[Stored items]

·····

PR #2866, opened 2024-03-27
lsfd: Support pidfs

### LINKED ISSUE #2865: lsfd: Fail to get PIDFD.PID with mainline kernel
In Linux 6.9 pidfds are moved from the anonymous inode infrastructure to a tiny pseudo filesystem: https://git.kernel.org/torvalds/c/cb12fd8e0dabb

Thus pidfds are now S_IFREG, causing `stat2class` to recognize them as `file_class` instead of `unkn_class`.

xry111:
In Linux 6.9 pidfds are moved from the anonymous inode infrastructure to a tiny pseudo filesystem named pidfs.  Recognize it properly.

Fixes #2865.

### DIFF
--- a/misc-utils/lsfd-unkn.c
+++ b/misc-utils/lsfd-unkn.c
@@ -28,6 +28,7 @@
 #include "timeutils.h"
 
 #include "lsfd.h"
+#include "lsfd-pidfd.h"
 
 #define offsetofend(TYPE, MEMBER)				\
 	(offsetof(TYPE, MEMBER)	+ sizeof_member(TYPE, MEMBER))
@@ -183,10 +184,6 @@ static int unkn_handle_fdinfo(struct file *file, const char *key, const char *va
 /*
  * pidfd
  */
-struct anon_pidfd_data {
-	pid_t pid;
-	char *nspid;
-};
 
 static bool anon_pidfd_probe(const char *str)
 {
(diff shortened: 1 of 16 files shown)


misc-utils/lsfd-unkn.c
```diff
@@ -1382,6 +1385,27 @@ static const struct anon_ops *anon_probe(const char *str)
 	return &anon_generic_ops;
 }
 
+static bool has_pidfs = false;
+static dev_t pidfs_dev;
+
+static void unkn_init_class(void)
+{
+#ifdef __NR_pidfd_open
+	int fd = syscall(__NR_pidfd_open, getpid(), 0);
```
t-8ch, line 1394: `include/pidfd-utils.h` already has an implementation of `pidfd_open()`.
Using it will allow a `lsfd` built against 6.8 headers work correctly against 6.9 at runtime.

xry111: Done.  It should be {the kernel version when pidfd was added} (I cannot remember the x.y numbers) instead of 6.8 though because the API remains same from 6.8 to 6.9, just the internal representation of pidfds are changed.

xry111:
Oops, `pidfd-utils.h` fails to compile on Ubuntu 18.04.

Maybe I need to include something before it?

xry111:
> Oops, `pidfd-utils.h` fails to compile on Ubuntu 18.04.
> 
> Maybe I need to include something before it?

Yes, it needs `<unistd.h>`.

misc-utils/lsfd-unkn.c
```diff
@@ -23,7 +23,9 @@
 #include <sys/syscall.h>
 #include <sys/timerfd.h>
 #include <time.h>
+#include <unistd.h>
```
t-8ch, line 26: This is for the call to `syscall()` in `pidfd-utils.h`, correct?
If yes, please add a preparatory commit adding the include directly to `pidfd-utils.h`.

xry111: Will do.

masatake:
Though pidfs is introduced, lsfd still reports the SOURCE for the fd opening a file on the file system as "anon_inodefs". It should be "pidfs".

The solution may be more complicated.
We must add code to lsfd-file. The code deals with fds opening files on pidfs.
We may have to define pidfs_file_class. The definition of nsfs_file_class can be a good starting point.

The original code deals with fds opening files on anon_inodefs.
We may have to refactor the original code. Some code, like the definition of `struct anon_pidfd_data`, can be shared between the code for `pidfs` and `anon_inodefs`.

xry111:
> Though pidfs is introduced, lsfd still reports the SOURCE for the fd opening a file on the file system as "anon_inodefs". It should be "pidfs".
> 
> The solution may be more complicated. We must add code to lsfd-file. The code deals with fds opening files on pidfs. We may have to define pidfs_file_class. The definition of nsfs_file_class can be a good starting point.
> 
> The original code deals with fds opening files on anon_inodefs. We may have to refactor the original code. Some code, like the definition of `struct anon_pidfd_data`, can be shared between the code for `pidfs` and `anon_inodefs`.

Yes, I've considered that but to me it needs more time (maybe days) to be designed and implemented...

So turning this into a draft for now.

xry111:
Oops, forgotten meson.

xry111:
> > Though pidfs is introduced, lsfd still reports the SOURCE for the fd opening a file on the file system as "anon_inodefs". It should be "pidfs".
> > The solution may be more complicated. We must add code to lsfd-file. The code deals with fds opening files on pidfs. We may have to define pidfs_file_class. The definition of nsfs_file_class can be a good starting point.
> > The original code deals with fds opening files on anon_inodefs. We may have to refactor the original code. Some code, like the definition of `struct anon_pidfd_data`, can be shared between the code for `pidfs` and `anon_inodefs`.
> 
> Yes, I've considered that but to me it needs more time (maybe days) to be designed and implemented...
> 
> So turning this into a draft for now.

Done.  Tested on kernel 6.8.2 and 6.9-rc2.

xry111:
Had to do another push to fix `make distcheck`.

karelzak:
@masatake, what about moving misc-utils/lsfd* files to separate lsfd/ directory (and removing the `lsfd-` prefix from the filenames) during work on v2.41? It's already large enough, and it seems it will grow in the future ;-)

masatake (approved):

masatake:
@karelzak I see. After finishing in-flight pull requests, I will make a pull request for introducing `lsfd/` directory.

·····

• _How to complete this task_: Where does "turning" appear in the records above? Copy each line that holds it.

• _Completed exercise_:
So turning this into a draft for now.
> So turning this into a draft for now.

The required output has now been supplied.